Еля, ее девочка, страдала детским параличом. Ее ножки были одеты в гипсовые бандажи, коричневые, с блестящими крючочками для шнурков. Она почти всегда сидела на дворе рядом с матерью на низкой складной скамеечке с парусиновым сиденьем, читала или мыла куклу в игрушечном корыте. Эта начитанная девятилетняя девочка почему-то любила возиться с куклой. Больно было на них смотреть, когда они шли к дворовому крану, мать - с ведром, Еля - с красным в синюю каемку ведерком, шли переваливаясь, слабые, одна - с восьмимесячным животом, другая - на кривых гипсовых ножках.

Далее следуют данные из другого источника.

Issue #3014, opened 2023-08-18
Support for signed int8 and float16 for HNSW and IVF using Flat and PQ encoders


naveentatikonda:
# Summary

Using float32 datatype to ingest vectors using IndexHNSW or IndexIVF (using Flat or PQ encoders) is getting expensive in terms of storage and memory especially for large scale use cases. Adding support for **signed int8 and fp16** vector datatype support helps to reduce these memory footprints. 

As of now, it supports [uint8 for indexing Binary vectors](https://github.com/facebookresearch/faiss/wiki/Binary-indexes) and [Scalar Quantizer has the fp16 support](https://github.com/facebookresearch/faiss/blob/main/faiss/IndexScalarQuantizer.cpp#L34). Do you have any plans to support them for other methods and encoders mentioned above ?

mdouze:
HNSW and IVF both support FP16, SQ8 and PQ compression, see 
https://github.com/facebookresearch/faiss/wiki/The-index-factory

navneet1v:
@naveentatikonda while creating the index you need to send `SQfp16` instead Flat to take use of floats as 16bit.

naveentatikonda:
@mdouze Thank you for your reply. It is actually hard to understand the encoder and decoder logic in this [fp16 quantizer](https://github.com/facebookresearch/faiss/blob/main/faiss/utils/fp16-inl.h). Can you please confirm if we provide a quantized vector as input where each dimension is of type `fp16` and try to ingest them using `HNSW` and  `SQfp16` encoder, will faiss support it ?

If it is supported, will it quantize this vector further and does the vector value change ?

naveentatikonda:
> @mdouze Thank you for your reply. It is actually hard to understand the encoder and decoder logic in this [fp16 quantizer](https://github.com/facebookresearch/faiss/blob/main/faiss/utils/fp16-inl.h). Can you please confirm if we provide a quantized vector as input where each dimension is of type `fp16` and try to ingest them using `HNSW` and `SQfp16` encoder, will faiss support it ?
> 
> If it is supported, will it quantize this vector further and does the vector value change ?

@mdouze Did you get a chance to look into my question?

mdouze:
Sorry I did not understand the question. 
If you use SQfp16, the internal representation will be FP16.
You cannot provide a quantized vector, the index will do it at add time. 
Is that clear?

naveentatikonda:
[...]

PR #3166, opened 2023-12-07
Add SIMD NEON Optimization for QT_FP16 in Scalar Quantizer

naveentatikonda:
### Description
We have SIMD support for x86 architecture using AVX2 optimization. But, we don't have a similar optimization for ARM architecture in Scalar Quantizer for the Quantization Type `QT_FP16`. This PR adds SIMD support for ARM using NEON optimization.

### Issues resolved 
https://github.com/facebookresearch/faiss/issues/3014

### DIFF
--- a/faiss/impl/ScalarQuantizer.cpp
+++ b/faiss/impl/ScalarQuantizer.cpp
@@ -91,6 +91,20 @@ struct Codec8bit {
         return _mm256_fmadd_ps(f8, one_255, half_one_255);
     }
 #endif
+
+#ifdef __aarch64__
+    static FAISS_ALWAYS_INLINE float32x4x2_t
+    decode_8_components(const uint8_t* code, int i) {
+        float32_t result[8] = {};
+        for (size_t j = 0; j < 8; j++) {
+            result[j] = decode_component(code, i + j);
+        }
+        float32x4_t res1 = vld1q_f32(result);
+        float32x4_t res2 = vld1q_f32(result + 4);
+        float32x4x2_t res = vzipq_f32(res1, res2);
+        return vuzpq_f32(res.val[0], res.val[1]);
+    }
+#endif
 };
 
 struct Codec4bit {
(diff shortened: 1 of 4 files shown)


faiss/impl/ScalarQuantizer.cpp
```diff
@@ -728,6 +745,59 @@ struct SimilarityL2<8> {
...
+    }
+
+    FAISS_ALWAYS_INLINE void add_8_components(float32x4x2_t x) {
+        float32x4x2_t yiv = vld1q_f32_x2(yi);
+        yi += 8;
+
+        float32x4_t sub0 = vsubq_f32(yiv.val[0], x.val[0]);
+        float32x4_t sub1 = vsubq_f32(yiv.val[1], x.val[1]);
+
+        float32x4_t accu8_0 = vaddq_f32(accu8.val[0], vmulq_f32(sub0, sub0));
```
alexanderguzhva, line 770: `vfmaq_f32()`

faiss/impl/ScalarQuantizer.cpp
```diff
@@ -1024,55 +1195,57 @@ struct DistanceComputerByte<Similarity, 8> : SQDistanceComputer {
  * specialization
  *******************************************************************/
 
-template <class Sim>
+template <class Sim, class Sim_default>
```
alexanderguzhva, line 1198: I don't understand why it is crucial to introduce `class Sim_default` here. @naveentatikonda, could you please give some comments? Thanks.

alexanderguzhva (changes requested):

faiss/impl/ScalarQuantizer.cpp
naveentatikonda: In ARM architecture, as we don't have the templates implemented for all the Quantizers(except QT_fp16) with SIMDWIDTH 8 it is throwing errors when we were trying to build it as it is not able to find the corresponding templates . So, I introduced a new argument `Sim_default` without messing up this switch case or adding more if else conditions. Pls let me know if there is any better way to do this.

faiss/impl/ScalarQuantizer.cpp
naveentatikonda: ack

faiss/impl/ScalarQuantizer.cpp
mdouze: Agreed with @alexanderguzhva. 
Let's try to not make ScalarQuantizer even more complex than it already is.

naveentatikonda: Thank you for the suggestions. Will implement the 2nd approach suggested by @alexanderguzhva

alexanderguzhva:
@naveentatikonda Windows code does not seem to run properly. Also, there are still two Similarity typenames in a template.

naveentatikonda:
I also ran benchmarking tests for all other SQ quantizers after making the changes and the recall on ARM architecture is matching with the corresponding recall on x86 architecture.

naveentatikonda:
@mdouze @alexanderguzhva All the checks have passed. Can you please review this PR

mdouze:
LGTM. 
Importing to internal version. Let's see if @alexanderguzhva  has more comments.

alexanderguzhva:
@naveentatikonda @mdouze lgtm

naveentatikonda:
@mdouze @alexanderguzhva Thank you for reviewing the PR.
@mdouze Can you please merge these changes ASAP

naveentatikonda:
@mdouze Did you get a chance to review and merge the changes in this PR ? Can you please take a look

mdouze:
Sorry a glitch with the import, redoing...

PR #4709, opened 2025-12-02
Fix typos in demos, benchs, and other directories

subhadeepkaran:
Reviewed By: limqiying

Differential Revision: D86571400


benchs/bench_ivf_flat_panorama.py
```diff
@@ -93,6 +93,7 @@ def eval_and_plot(name, plot=True):
 eval_and_plot(f"PCA{d},IVF{nlist},FlatPanorama{nlevels}")
 
 plt.title("IVF Flat Indexes on GIST1M")
+plt.title("Indices on GIST1M")
```
aknayar, line 96: I think this should be "Indexes".

PR #4721, opened 2025-12-15
Add multi-bit support for IndexRaBitQFastScan

alibeklfc:
Summary:
Extends IndexRaBitQFastScan to support multi-bit quantization (1-9 bits) while maintaining backward compatibility with existing 1-bit indexes. This unifies the API with IndexRaBitQ and enables higher precision quantization for improved recall.

Key improvements:
- Unified constructor pattern matching IndexRaBitQ with nb_bits parameter
- Backward compatible serialization using separate fourcc codes ("Irfs" for 1-bit, "Irfm" for multi-bit)
- Factory string support for multi-bit construction (e.g., "RaBitQfs4")

Differential Revision: D88495746

PR #4722, opened 2025-12-15
Add multi-bit support for IndexIVFRaBitQFastScan

alibeklfc:
Summary:
Extends IndexIVFRaBitQFastScan to support multi-bit quantization (1-9 bits), complementing the flat IndexRaBitQFastScan multi-bit implementation. This enables higher precision quantization with IVF partitioning for improved recall on large-scale datasets while maintaining FastScan performance characteristics.

The implementation uses a two-stage search strategy: fast 1-bit SIMD filtering followed by accurate ex-bit refinement with error-bound-based candidate selection. Backward compatible serialization uses separate fourcc codes ("Iwrf" for 1-bit, "Iwrm" for multi-bit), and factory string support follows the same pattern as flat multi-bit: "IVF{nlist},RaBitQfs{nb_bits}".

Differential Revision: D88869280

### DIFF
--- a/faiss/IndexIVFRaBitQFastScan.cpp
+++ b/faiss/IndexIVFRaBitQFastScan.cpp
@@ -13,6 +13,7 @@
 #include <faiss/impl/FaissAssert.h>
 #include <faiss/impl/FastScanDistancePostProcessing.h>
 #include <faiss/impl/RaBitQUtils.h>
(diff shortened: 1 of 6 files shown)


alexanderguzhva:
looks reasonable, but I'll review again it once #4721 is landed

В доме у них был достаток. Говорили, что зубной техник вывез из Петрограда золото, что он ходит на черную биржу в наш Пале-Рояль, что скоро эта семья переедет в хорошую квартиру. По словам Вольфа, в Петрограде они жили отлично. У него было нечто вроде чиновничьей шинели с пелеринкой (как у Гоголя, а, не правда ли?), и он рассказывал, блистая круглыми глазами и золотом зубов, как, бывало, выйдет он, Вольф Сосновик (такой, каким вы меня видите!), на Невский, кликнет ваньку, скажет: "Поди!" - и полетит, а кругом снег, вежливые городовые, газовые фонари... Миша Лоренц слушал его с восторгом, но однажды Вольф вынул при нем свои золотые зубы и опустил их в граненый стаканчик. Миша испугался, в этом было что-то нечеловеческое, и долгое время он с пугливым трепетом смотрел на пустого болтуна Вольфа Сосновика.